» EXERCISE
Starting at the first line and ending at the last, output the data exactly.

» GIVEN MATERIAL
*** Block opens ***

PR #2666, opened 2026-07-29
Add a config option to disable server-side titlebars

cramt:
Replaces #1385, which is closed. Part of pop-os/cosmic-epoch#275.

*** Block closes ***

» OUTPUT FOR THIS TASK
PR #2666, opened 2026-07-29
Add a config option to disable server-side titlebars

cramt:
Replaces #1385, which is closed. Part of pop-os/cosmic-epoch#275.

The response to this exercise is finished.